(WORK TO COMPLETE): Across the entries below, work out how many lines contain "fails". Respond with the number and no other text.

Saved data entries
——————

Issue #371, opened 2022-11-17
[CI] Update GitHub Action to push docker images


anhductn2001:
## Background

 Updates the GitHub Actions CI to push docker images due to the deprecation of set-output commands in Github Action (source: https://github.blog/changelog/2022-10-11-github-actions-deprecating-save-state-and-set-output-commands/).

The functionality's still the same.

## Suggested Design

 Update GitHub action logic
 Rename it to push-docker-images.yaml

## Acceptance Criteria

- all existing and new tests should pass

faddat:
great idea

PR #363, opened 2022-11-09
E2E

vuong177:
## What is the purpose of the change

 Add End to end tests for Juno.
 The e2e package defines an integration testing suite used for full end-to-end testing functionality.
 It initializes the chains for testing via Docker.
### Features included in this PR
1. Basic logic

* This is the most basic type of setup where a single chain is created
* It simply spins up the desired number of validators on a chain.
3. Test IBC Token Transfer
* Ibc transfer test
* Using Hermes Relayer
4. Test Token Factory Bindings
* TokenFactory module and its bindings work as expected
5. Upgrade testing
* CLI commands are run to create an upgrade proposal and approve it
* Old version containers are stopped and the upgrade binary is added
* Current branch Juno version is spun up to continue with testing
### Features will do in future

 - State Sync Testing
 - TestTWAP
 - Test Global Fee

PR #383, opened 2022-11-27
e2e - tokenfactory bindings test

### LINKED ISSUE #377: Token factory testing
## Background
- Following the token factory module being added to JUNO, we need more testing for this 

## Suggested Design
-  Have a test contract and test its interaction with the token factory module

Reecepbcups:
Closes #377 
Merges into e2e  branch (not main). Does not require approvals

- Ensures the wasm bindings works with a real contract, tested with e2e testing
- tested locally with `make test-e2e`
- e2e passes now in this branch


vuong177:
hey @Reecepbcups  test-e2e still fail.

Reecepbcups:
@vuong177 -> https://github.com/CosmosContracts/juno/pull/363#issuecomment-1319618904
Since I built off e2e this is why it fails. Will be fixed when this merges -> e2e-test -> main

vuong177:
@Reecepbcups this issue https://github.com/CosmosContracts/juno/issues/371 for automate build docker image when we release  new version. I think e2e test should be passed in this PR.

vuong177:
@Reecepbcups I also need to review tf contract code. Did you create a repo for it.

Reecepbcups:
> @Reecepbcups I also need to review tf contract code. Did you create a repo for it ?

@vuong177 https://github.com/CosmWasm/token-bindings/tree/main/contracts/tokenfactory
osmosis's example contract was compiled and used

Reecepbcups:
I have not touched .github folder, but above `every commit / test` fails for 
`API error (404): pull access denied for juno, repository does not exist or may require 'docker login': denied: requested access to the resource is denied`

vuong177:
Need to seperate normal test and e2e test when run CI. Add a go tag could be fix this.

tests/e2e/e2e_test.go
```diff
@@ -1,15 +1,21 @@
-//go:build e2e
```
vuong177, line 1: hey why you delete this ? Test fail because you remove this line

vuong177 (changes requested):

tests/e2e/e2e_test.go
Reecepbcups: Whoops! This was from when I was trying to get it to run locally. Reverting back to how it was before sorry!

tests/e2e/e2e_setup_test.go
```diff
@@ -100,7 +99,10 @@ func (s *IntegrationTestSuite) SetupSuite() {
 
 	if str := os.Getenv(upgradeVersionEnv); len(str) > 0 {
 		upgradeSettings.Version = str
-		s.T().Log(fmt.Sprintf("upgrade version set to %s", upgradeSettings.Version))
+		s.T().Logf("upgrade version set to %s", upgradeSettings.Version)
+	} else {
+		upgradeSettings.Version = "v12"
```
vuong177, line 104: `upgradeSettings.Version` shouldn't be hardcoded

vuong177:
@Reecepbcups hmm I don't see the upgrade test in e2e log.

Reecepbcups:
> @Reecepbcups hmm I don't see the upgrade test in e2e log.

@vuong177 The v12 upgrade, deposit, and vote test? Done here -> https://github.com/CosmosContracts/juno/actions/runs/3558650155/jobs/5977470658#step:9:563
upgrades to height 70 then the token binding test start & all are successful at the end

Since its json, success check is `"\"code\":0,"` now instead of `code: 0` given all logs were that way

vuong177:
LGTM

——————

(RESULT FOR THIS EXERCISE): 2